Intuisi

Intuisi

Agung Pangestu

4.4

Adakah cinta yang tidak menyakitkan?

Mungkin pertanyaan itu hampir sama dengan: “Adakah garam yang tidak asin?” Cinta dan sakit adalah sejoli yang tidak bisa dipisahkan. Saling mengikat satu sama lain untuk membentuk keberadaan yang lainnya. Setidaknya, itulah yang telah kurasakan dua bulan, dua minggu, dan tiga hari belakangan ini. Membiarkan lara dan cinta terus menari bersama di mata dan kepala. Mengetahui hati yang paling dicintai tak akan pernah bisa dimiliki.

Jika ada satu permintaan yang bisa dikabulkan oleh semesta, maka aku hanya minta satu. Yaitu menukar waktuku dengan dia, Maya. Seorang perempuan yang luar biasa. Dia mungkin tidak punya segalanya, namun dia punya sesuatu yang rela kutukar dengan segalanya, yaitu kamu. Dalam seluruh waktu Maya, ada kamu di dalamnya.

Jika bisa, ingin sekali esok pagi aku terbangun dengan mata milik Maya yang katamu seindah mentari senja, tersenyum dengan bibirnya yang katamu semenawan pelangi usai luruhnya hujan, atau mengibaskan rambut milik Maya yang menurutmu bagai ombak yang telah lama membawamu terhanyut. Maya punya semuanya untuk menambatkan hatimu dan aku punya semuanya untuk setengah mati iri padanya.

Maya yang merupakan seorang model tentu memiliki rutinitas luar biasa. Aku menduga, pagi hari adalah waktu Maya untuk menjaga tubuhnya dengan berlari di treadmill. Lalu dilanjutkan dengan meminum susu, orange juice, dan mungkin beberapa vitamin. Setelah itu, Maya baru mandi untuk merawat kulitnya yang sempurna. Namun, aku tahu dalam runtutan kegiatan itu pasti Maya masih menyempatkan diri untuk melihat telepon selulernya. Mengecek adakah pesan masuk atau telepon darimu yang lupa tidak ia angkat. Kemudian senyumnya merekah indah ketika mengetahui ada satu pesan masuk darimu. Ia pasti menekan tombol dengan dada berdegup merdu.

“Selamat pagi, Sayang. Apakah semalam kamu memimpikan aku?”

Mungkin begitu caramu menyapanya di pagi hari.

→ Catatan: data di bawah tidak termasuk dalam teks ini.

PR #426, opened 2025-12-05
Fix shift amount masking for RV32

YerinAlexey:


mortbopet:
Just jogging my memory since it's been years since i visited this particular part of the ISA. So, we agree that this is not a problem for I-type instructions, correct? (since this masking is effectively applied [in the immediate unit](https://github.com/mortbopet/Ripes/blob/master/src/processors/RISC-V/rv_immediate.h#L61-L66). The problem is with R-type instructions, wherein the register value gets loaded directly, and the shift is applied directly (in the ALU unit).

Your fix then makes sense wrt. what is defined in the spec for the 32-bit ISA:
image
and for the 64-bit ISA:
image

This is pretty interesting; so basically, **all** of the open-source projects which use this particular test set, has this bug in it? (If you github serach for `"Verify that shifts only use bottom six bits"`, you'll see that many, many projects use these exact tests)...

Issue #344, opened 2024-02-08
M-extension issue (multiplication exceeds 64-bits)


AhmedAmrAbdellatif1:
Hello everyone,
I was trying to use `ripes` to verify my multiplier design unit, by trying to perform a calculation that exceed 64-bit to verify the implementation of `mulh` instruction.
So, i used the following assembly:
```
li x8, 11
slli x8, x8, 35
ori x8, x8, 254

li x9, 23
slli x9, x9, 35
ori x8, x8, 424

mul x10, x8, x9
mulh x11, x8, x9
mulhu x12, x8, x9
mulhsu x13, x8, x9
```

I'm trying to perform a multiplication between (`377957122558`) and (`790273982464`) the result should be (`2.986896804445448e+23`)
which in hexadecimal --> `0000000000003F40 00016E9000000000` ''calculated using MATLAB''

so the result of using `mul` should be `00016E9000000000`
and the result of using `mulh` should be `0000000000003F40`

> So, we can conclude that `ripes` calculate it wrong
![image](https://github.com/mortbopet/Ripes/assets/140100601/8e24e823-21a1-470f-8d23-ff96e2cc47a4)

PR #434, opened 2026-02-15
Fix incorrect MULH/MULHU/MULHSU calculation logic in 64-bit ALU

brian049:
This PR fixes a bug in the ALU implementation where `mulh`, `mulhu`, and `mulhsu` instructions were calculating incorrect results when running on a 64-bit processor model.

The original implementation shared the same logic for both 32-bit and 64-bit architectures (take `mulh` for example):

```cpp
    const auto result = static_cast<int64_t>(op1.sValue()) *
                        static_cast<int64_t>(op2.sValue());
    return VT_U(result >> 32);
```
For RV64, this logic is flawed because it truncates the 128-bit product (64-bit * 64-bit) into a 64-bit container and it shift by only 32 bits, which means returning bits [63:32] of the result instead of [127:64].

The commit updated `rv_alu.h` to check for `XLEN`. If `XLEN=64`, the ALU now uses `__int128_t` for calculation and shifts the result by 64 bits to correctly retrieve the high part of the product.

## Verification
I verified the fix using a custom assembly program provided in [issue#344](https://github.com/mortbopet/Ripes/issues/344), which performs multiplication that exceeds 64 bits.

<details>
<summary>Assembly Codes for Testing (from Issue #344)</summary>

```
li x8, 11
slli x8, x8, 35
ori x8, x8, 254

li x9, 23
slli x9, x9, 35
ori x8, x8, 424

mul x10, x8, x9
mulh x11, x8, x9
mulhu x12, x8, x9
mulhsu x13, x8, x9
```

</details>

Operand 1 (x8): `0x00000058000001fe`
Operand 2 (x9): `0x000000b800000000`
Expected High Part (x11): `0x0000000000003f40`

Before Fix:
Result in x11: `0x0000000000016E90` (Matches bits [63:32] of the product)

before

After Fix:
Result in x11: `0x0000000000003F40` (Matches the expected 128-bit high part)

after

### DIFF
--- a/src/processors/RISC-V/rv_alu.h
+++ b/src/processors/RISC-V/rv_alu.h
@@ -32,19 +32,40 @@ public:
       case ALUOp::MUL:
         return VT_U(op1.sValue() * op2.sValue());
       case ALUOp::MULH: {
-        const auto result = static_cast<int64_t>(op1.sValue()) *
-                            static_cast<int64_t>(op2.sValue());
-        return VT_U(result >> 32);
+        if constexpr (XLEN == 32) {
+          const auto result = static_cast<int64_t>(op1.sValue()) *
+                              static_cast<int64_t>(op2.sValue());
+          return VT_U(result >> 32);
+        } else {
+          const __int128_t result = static_cast<__int128_t>(op1.sValue()) *
+                                    static_cast<__int128_t>(op2.sValue());
+          return VT_U(result >> 64);
+        }
       }
       case ALUOp::MULHU: {
-        const auto result = static_cast<uint64_t>(op1.uValue()) *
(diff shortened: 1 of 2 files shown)


mortbopet:
Great! Mind adding (rewriting) the program that you've used to test into the [64-bit](https://github.com/mortbopet/Ripes/tree/master/test/riscv-tests-64) test suite?

brian049:
Hello @mortbopet , I've added the test to the 64-bit test suite as requested.

Additionally, I noticed the CI failed on the Windows build (due to MSVC not supporting __int128) and flagged some clang-format errors. I went ahead and included fixes for those issues as well to ensure all checks pass.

Aku pun suka dengan cara Maya mencintaimu. Aku suka cara Maya menuliskan sesuatu di dinding  Facebook-mu: “Kesatriaku, tak lelahkah kamu menyesaki pikiran dan imajiku?” kemudian kalian saling berbalas komentar di dinding tersebut. Kalimat-kalimat manis sekaligus romantis yang mungkin membuat sebagian orang yang membacanya jengah. Namun bukan aku. Aku membaca semua komentar kalian di dinding Facebook-mu dengan hati bahagia meskipun tidak pernah ikut berkomentar karena aku sangat tahu diri.

Secara sembunyi-sembunyi aku juga sering melihat semua foto kalian berdua di sana. Foto saat liburan, saat di kafe, saat di dalam mobil, saat jalan-jalan atau saat Maya datang ke kantor. Dari semua gambar itu, aku paling suka dengan cara Maya melampirkan tangannya di pundakmu. Kemudian pundakmu terlihat goyah menerima rangkulan tangan Maya seperti ada berton-ton cinta yang ia transfer di sana.

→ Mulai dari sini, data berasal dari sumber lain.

PR #447, opened 2026-04-26
Fix #444

### LINKED ISSUE #444: Incorrect EX stall in 5-stage pipeline
In the 5-stage pipeline implementation, when the offset in a `lw` happens to match the register number of the destination register in a previous `lw` instruction, the processor stalls the second `lw` in the `EX` stage for a single cycle, as if it were a load/use hazard.   The code below shows two 1 cycle stalls, which shouldn't be the case.  

I see this behavior in the ripes.me version and v2.2.6-77-g4981e31 binary. 

```
.data
A: .word 1, 2, 3, 4, 5, 6, 7, 8

.text
main:
    la   a0, A 

    # 1 cycle stall in EX for the lw t0
    lw   x28, 0(a0)
    lw   t0, 28(a0)

    # this also stalls in the EX stage
    lw   x12, 0(a0)
    lw   t0, 12(a0)

```

M-Enes:
Fixes bug stated in #444 by setting Rs2 to 0 when it is unavailable and also checking if destination register id is 0 in load-use hazard detection.


mortbopet:
Mind adding a test for it (which would fail without this fix)?

M-Enes:
Added tests. Also, I found that there is a similar case for Rs1. An example code:
```asm
.data
A: .word 5
.text
la a0, A
lw x14, 0(a0)
lui x6, 0x70
```
It is expected to last 8 cycles but it lasts 9 cycles (stalls 1 cycle). The root cause is that there is no Rs1 in U and J format instructions. So, bits 15-19 of the instruction are seen as Rs1 in the implementation. But, those bits are actually part of the immediate.
I am working on a fix for that.

Similar case exists for S and B format instructions (they don't have rd). But, it does not producing a functional bug. So, I think rd logic does not need to change.

M-Enes:
I have completed the fix and added tests. How does it look? Please let me know if anything needs to be changed.

mortbopet:
Awesome, thank you @M-Enes :).

PR #452, opened 2026-04-28
Use cache to speed up actions

M-Enes:
Adds ccache and sscache (for Windows builds) to speed up c++ compilation process. Also, uses github actions own cache mechanism to cache docker layers (alongside ccache mechanism).


mortbopet:
Awesome! Always nice to get some of these low hanging fruits in. This should really have been there to begin with...!

PR #457, opened 2026-05-09
fix the -Wdeprecated warnings intoduced by the multicycle processors

NLS-04:
fixed all -Wdeprecated warnings:
```
warning: implicit capture of ‘this’ via ‘[=]’ is deprecated in C++20 [-Wdeprecated]
```

by replacing `[=]` (which implicitely captures `this`) with `[this]` to be conform with C++20


mortbopet:
Thanks!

Dalam dinding  Facebook itu aku juga sering membaca status-statusmu yang selalu kau sempatkan men-tag Facebook milik Maya. Mulai dari status kangen, status sayang yang melimpah ruah, status yang kausadur dari pujangga ternama atau segala momen yang tidak ingin kau lewati tanpa ada Maya di sana. Bagi orang yang sedang dimabuk cinta, maka orang lain tak ubahnya penonton. Dan aku sudah lama jadi penonton yang setia untuk kalian.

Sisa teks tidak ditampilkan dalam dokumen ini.